- [What the task asks] As soon as the line containing "add classes to radio template for styling" appears, copy it and every following line word for word until the records end.

** Opening Input records block **

PR #49, opened 2016-09-08
add missing hyphen in radio template so they actually work

hippogriffic:


hippogriffic:
uh shit am I meant to commit compiled templates? @wytrych

wytrych:
Hmm yeah probably although we're not using them, but you could

PR #52, opened 2016-09-08
add classes to radio template for styling

hippogriffic:
stuff stuff stuff


wytrych:
Stuff in `dist` is commited but here you have some strange files. Can you make a PR to remove them please?

PR #53, opened 2016-09-08
Handle missing response data.

maxpeterson:
This is to cope with changes to the survey form resulting in response data
that does not match the form.


maxpeterson:
@incuna/backend please review / merge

** Closing Input records block **

- [Written solution]
add classes to radio template for styling

hippogriffic:
stuff stuff stuff


wytrych:
Stuff in `dist` is commited but here you have some strange files. Can you make a PR to remove them please?

PR #53, opened 2016-09-08
Handle missing response data.

maxpeterson:
This is to cope with changes to the survey form resulting in response data
that does not match the form.


maxpeterson:
@incuna/backend please review / merge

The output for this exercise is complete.